> **Work to complete**
All the data should come back exactly as it was given.
------------------------------------------------------------------------
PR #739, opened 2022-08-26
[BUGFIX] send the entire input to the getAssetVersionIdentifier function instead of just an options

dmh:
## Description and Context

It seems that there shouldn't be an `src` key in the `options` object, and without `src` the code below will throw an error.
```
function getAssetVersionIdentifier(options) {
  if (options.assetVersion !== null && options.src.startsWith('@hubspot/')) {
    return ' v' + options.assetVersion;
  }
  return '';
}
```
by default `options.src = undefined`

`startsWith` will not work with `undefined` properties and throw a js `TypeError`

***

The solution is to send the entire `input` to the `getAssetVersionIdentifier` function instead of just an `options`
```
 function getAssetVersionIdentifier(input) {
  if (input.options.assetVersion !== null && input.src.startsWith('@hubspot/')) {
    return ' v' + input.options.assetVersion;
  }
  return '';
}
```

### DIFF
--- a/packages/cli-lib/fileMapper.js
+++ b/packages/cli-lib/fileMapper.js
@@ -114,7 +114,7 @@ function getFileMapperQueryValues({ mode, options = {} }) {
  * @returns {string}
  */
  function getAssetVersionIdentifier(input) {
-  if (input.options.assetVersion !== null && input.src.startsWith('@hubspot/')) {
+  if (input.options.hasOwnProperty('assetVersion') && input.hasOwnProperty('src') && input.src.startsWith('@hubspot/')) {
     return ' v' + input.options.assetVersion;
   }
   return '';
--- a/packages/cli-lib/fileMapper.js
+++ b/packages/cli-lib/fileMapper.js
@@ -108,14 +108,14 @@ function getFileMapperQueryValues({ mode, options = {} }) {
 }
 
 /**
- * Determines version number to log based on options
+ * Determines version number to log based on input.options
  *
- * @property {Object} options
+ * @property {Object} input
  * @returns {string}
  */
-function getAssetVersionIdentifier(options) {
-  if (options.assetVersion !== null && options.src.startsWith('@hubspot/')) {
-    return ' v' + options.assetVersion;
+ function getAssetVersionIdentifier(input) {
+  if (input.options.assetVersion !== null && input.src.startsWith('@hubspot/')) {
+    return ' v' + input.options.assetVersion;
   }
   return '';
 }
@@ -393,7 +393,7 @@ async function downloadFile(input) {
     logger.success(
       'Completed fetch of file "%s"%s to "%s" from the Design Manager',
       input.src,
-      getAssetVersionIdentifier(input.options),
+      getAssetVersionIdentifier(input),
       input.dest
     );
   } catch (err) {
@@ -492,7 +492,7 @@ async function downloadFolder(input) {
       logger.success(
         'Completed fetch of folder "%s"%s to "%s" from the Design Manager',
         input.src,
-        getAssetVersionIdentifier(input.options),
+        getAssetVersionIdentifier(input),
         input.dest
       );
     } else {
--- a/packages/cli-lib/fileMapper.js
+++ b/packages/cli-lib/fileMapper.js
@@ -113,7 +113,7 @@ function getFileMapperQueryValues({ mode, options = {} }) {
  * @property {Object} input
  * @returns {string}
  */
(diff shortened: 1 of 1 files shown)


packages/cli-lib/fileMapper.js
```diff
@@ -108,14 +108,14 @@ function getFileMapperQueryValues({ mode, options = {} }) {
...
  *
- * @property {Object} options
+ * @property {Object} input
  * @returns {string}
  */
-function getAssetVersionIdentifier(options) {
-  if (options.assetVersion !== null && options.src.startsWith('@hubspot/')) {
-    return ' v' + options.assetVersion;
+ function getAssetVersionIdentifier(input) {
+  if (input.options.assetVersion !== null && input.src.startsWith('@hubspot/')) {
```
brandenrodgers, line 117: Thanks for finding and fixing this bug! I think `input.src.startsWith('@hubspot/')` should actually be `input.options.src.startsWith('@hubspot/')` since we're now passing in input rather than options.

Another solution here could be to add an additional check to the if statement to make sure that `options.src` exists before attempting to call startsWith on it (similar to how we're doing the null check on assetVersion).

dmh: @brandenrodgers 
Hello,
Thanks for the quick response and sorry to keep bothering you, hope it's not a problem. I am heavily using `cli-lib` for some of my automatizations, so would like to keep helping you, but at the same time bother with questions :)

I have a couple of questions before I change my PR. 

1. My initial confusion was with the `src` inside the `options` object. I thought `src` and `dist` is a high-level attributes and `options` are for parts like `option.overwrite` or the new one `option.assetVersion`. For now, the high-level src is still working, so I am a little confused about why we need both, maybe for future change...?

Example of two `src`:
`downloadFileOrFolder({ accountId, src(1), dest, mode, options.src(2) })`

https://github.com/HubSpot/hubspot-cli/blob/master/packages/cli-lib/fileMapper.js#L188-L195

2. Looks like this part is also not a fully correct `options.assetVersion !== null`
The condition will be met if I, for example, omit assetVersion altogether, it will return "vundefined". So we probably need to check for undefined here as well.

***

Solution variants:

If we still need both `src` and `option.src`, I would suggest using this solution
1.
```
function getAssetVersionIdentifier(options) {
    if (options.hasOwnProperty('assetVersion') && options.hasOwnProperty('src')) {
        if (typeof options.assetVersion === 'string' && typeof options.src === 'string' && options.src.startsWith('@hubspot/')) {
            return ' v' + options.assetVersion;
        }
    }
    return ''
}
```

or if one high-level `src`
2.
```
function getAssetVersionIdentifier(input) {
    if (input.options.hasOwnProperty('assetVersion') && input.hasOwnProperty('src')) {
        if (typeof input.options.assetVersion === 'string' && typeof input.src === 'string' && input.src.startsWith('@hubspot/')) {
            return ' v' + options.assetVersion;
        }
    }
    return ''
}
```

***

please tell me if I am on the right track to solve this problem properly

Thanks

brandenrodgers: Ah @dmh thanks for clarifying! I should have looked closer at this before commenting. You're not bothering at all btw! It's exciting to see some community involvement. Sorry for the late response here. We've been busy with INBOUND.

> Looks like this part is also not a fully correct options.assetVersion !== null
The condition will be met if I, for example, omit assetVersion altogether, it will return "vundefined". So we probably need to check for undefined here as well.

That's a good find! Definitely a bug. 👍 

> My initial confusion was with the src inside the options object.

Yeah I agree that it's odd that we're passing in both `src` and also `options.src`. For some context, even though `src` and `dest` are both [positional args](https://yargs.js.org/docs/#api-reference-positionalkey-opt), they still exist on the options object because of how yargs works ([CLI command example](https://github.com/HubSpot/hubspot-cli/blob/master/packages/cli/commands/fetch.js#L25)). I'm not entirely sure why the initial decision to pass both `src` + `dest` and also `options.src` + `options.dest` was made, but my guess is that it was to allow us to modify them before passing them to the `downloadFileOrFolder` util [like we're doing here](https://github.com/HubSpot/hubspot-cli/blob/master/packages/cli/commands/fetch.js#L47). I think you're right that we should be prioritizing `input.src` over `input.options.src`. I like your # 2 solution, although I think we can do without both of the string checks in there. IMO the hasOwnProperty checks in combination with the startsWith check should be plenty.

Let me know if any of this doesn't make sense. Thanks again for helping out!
------------------------------------------------------------------------
> **Reply to the exercise**
PR #739, opened 2022-08-26
[BUGFIX] send the entire input to the getAssetVersionIdentifier function instead of just an options

dmh:
## Description and Context

It seems that there shouldn't be an `src` key in the `options` object, and without `src` the code below will throw an error.
```
function getAssetVersionIdentifier(options) {
  if (options.assetVersion !== null && options.src.startsWith('@hubspot/')) {
    return ' v' + options.assetVersion;
  }
  return '';
}
```
by default `options.src = undefined`

`startsWith` will not work with `undefined` properties and throw a js `TypeError`

***

The solution is to send the entire `input` to the `getAssetVersionIdentifier` function instead of just an `options`
```
 function getAssetVersionIdentifier(input) {
  if (input.options.assetVersion !== null && input.src.startsWith('@hubspot/')) {
    return ' v' + input.options.assetVersion;
  }
  return '';
}
```

### DIFF
--- a/packages/cli-lib/fileMapper.js
+++ b/packages/cli-lib/fileMapper.js
@@ -114,7 +114,7 @@ function getFileMapperQueryValues({ mode, options = {} }) {
  * @returns {string}
  */
  function getAssetVersionIdentifier(input) {
-  if (input.options.assetVersion !== null && input.src.startsWith('@hubspot/')) {
+  if (input.options.hasOwnProperty('assetVersion') && input.hasOwnProperty('src') && input.src.startsWith('@hubspot/')) {
     return ' v' + input.options.assetVersion;
   }
   return '';
--- a/packages/cli-lib/fileMapper.js
+++ b/packages/cli-lib/fileMapper.js
@@ -108,14 +108,14 @@ function getFileMapperQueryValues({ mode, options = {} }) {
 }
 
 /**
- * Determines version number to log based on options
+ * Determines version number to log based on input.options
  *
- * @property {Object} options
+ * @property {Object} input
  * @returns {string}
  */
-function getAssetVersionIdentifier(options) {
-  if (options.assetVersion !== null && options.src.startsWith('@hubspot/')) {
-    return ' v' + options.assetVersion;
+ function getAssetVersionIdentifier(input) {
+  if (input.options.assetVersion !== null && input.src.startsWith('@hubspot/')) {
+    return ' v' + input.options.assetVersion;
   }
   return '';
 }
@@ -393,7 +393,7 @@ async function downloadFile(input) {
     logger.success(
       'Completed fetch of file "%s"%s to "%s" from the Design Manager',
       input.src,
-      getAssetVersionIdentifier(input.options),
+      getAssetVersionIdentifier(input),
       input.dest
     );
   } catch (err) {
@@ -492,7 +492,7 @@ async function downloadFolder(input) {
       logger.success(
         'Completed fetch of folder "%s"%s to "%s" from the Design Manager',
         input.src,
-        getAssetVersionIdentifier(input.options),
+        getAssetVersionIdentifier(input),
         input.dest
       );
     } else {
--- a/packages/cli-lib/fileMapper.js
+++ b/packages/cli-lib/fileMapper.js
@@ -113,7 +113,7 @@ function getFileMapperQueryValues({ mode, options = {} }) {
  * @property {Object} input
  * @returns {string}
  */
(diff shortened: 1 of 1 files shown)


packages/cli-lib/fileMapper.js
```diff
@@ -108,14 +108,14 @@ function getFileMapperQueryValues({ mode, options = {} }) {
...
  *
- * @property {Object} options
+ * @property {Object} input
  * @returns {string}
  */
-function getAssetVersionIdentifier(options) {
-  if (options.assetVersion !== null && options.src.startsWith('@hubspot/')) {
-    return ' v' + options.assetVersion;
+ function getAssetVersionIdentifier(input) {
+  if (input.options.assetVersion !== null && input.src.startsWith('@hubspot/')) {
```
brandenrodgers, line 117: Thanks for finding and fixing this bug! I think `input.src.startsWith('@hubspot/')` should actually be `input.options.src.startsWith('@hubspot/')` since we're now passing in input rather than options.

Another solution here could be to add an additional check to the if statement to make sure that `options.src` exists before attempting to call startsWith on it (similar to how we're doing the null check on assetVersion).

dmh: @brandenrodgers 
Hello,
Thanks for the quick response and sorry to keep bothering you, hope it's not a problem. I am heavily using `cli-lib` for some of my automatizations, so would like to keep helping you, but at the same time bother with questions :)

I have a couple of questions before I change my PR. 

1. My initial confusion was with the `src` inside the `options` object. I thought `src` and `dist` is a high-level attributes and `options` are for parts like `option.overwrite` or the new one `option.assetVersion`. For now, the high-level src is still working, so I am a little confused about why we need both, maybe for future change...?

Example of two `src`:
`downloadFileOrFolder({ accountId, src(1), dest, mode, options.src(2) })`

https://github.com/HubSpot/hubspot-cli/blob/master/packages/cli-lib/fileMapper.js#L188-L195

2. Looks like this part is also not a fully correct `options.assetVersion !== null`
The condition will be met if I, for example, omit assetVersion altogether, it will return "vundefined". So we probably need to check for undefined here as well.

***

Solution variants:

If we still need both `src` and `option.src`, I would suggest using this solution
1.
```
function getAssetVersionIdentifier(options) {
    if (options.hasOwnProperty('assetVersion') && options.hasOwnProperty('src')) {
        if (typeof options.assetVersion === 'string' && typeof options.src === 'string' && options.src.startsWith('@hubspot/')) {
            return ' v' + options.assetVersion;
        }
    }
    return ''
}
```

or if one high-level `src`
2.
```
function getAssetVersionIdentifier(input) {
    if (input.options.hasOwnProperty('assetVersion') && input.hasOwnProperty('src')) {
        if (typeof input.options.assetVersion === 'string' && typeof input.src === 'string' && input.src.startsWith('@hubspot/')) {
            return ' v' + options.assetVersion;
        }
    }
    return ''
}
```

***

please tell me if I am on the right track to solve this problem properly

Thanks

brandenrodgers: Ah @dmh thanks for clarifying! I should have looked closer at this before commenting. You're not bothering at all btw! It's exciting to see some community involvement. Sorry for the late response here. We've been busy with INBOUND.

> Looks like this part is also not a fully correct options.assetVersion !== null
The condition will be met if I, for example, omit assetVersion altogether, it will return "vundefined". So we probably need to check for undefined here as well.

That's a good find! Definitely a bug. 👍 

> My initial confusion was with the src inside the options object.

Yeah I agree that it's odd that we're passing in both `src` and also `options.src`. For some context, even though `src` and `dest` are both [positional args](https://yargs.js.org/docs/#api-reference-positionalkey-opt), they still exist on the options object because of how yargs works ([CLI command example](https://github.com/HubSpot/hubspot-cli/blob/master/packages/cli/commands/fetch.js#L25)). I'm not entirely sure why the initial decision to pass both `src` + `dest` and also `options.src` + `options.dest` was made, but my guess is that it was to allow us to modify them before passing them to the `downloadFileOrFolder` util [like we're doing here](https://github.com/HubSpot/hubspot-cli/blob/master/packages/cli/commands/fetch.js#L47). I think you're right that we should be prioritizing `input.src` over `input.options.src`. I like your # 2 solution, although I think we can do without both of the string checks in there. IMO the hasOwnProperty checks in combination with the startsWith check should be plenty.

Let me know if any of this doesn't make sense. Thanks again for helping out!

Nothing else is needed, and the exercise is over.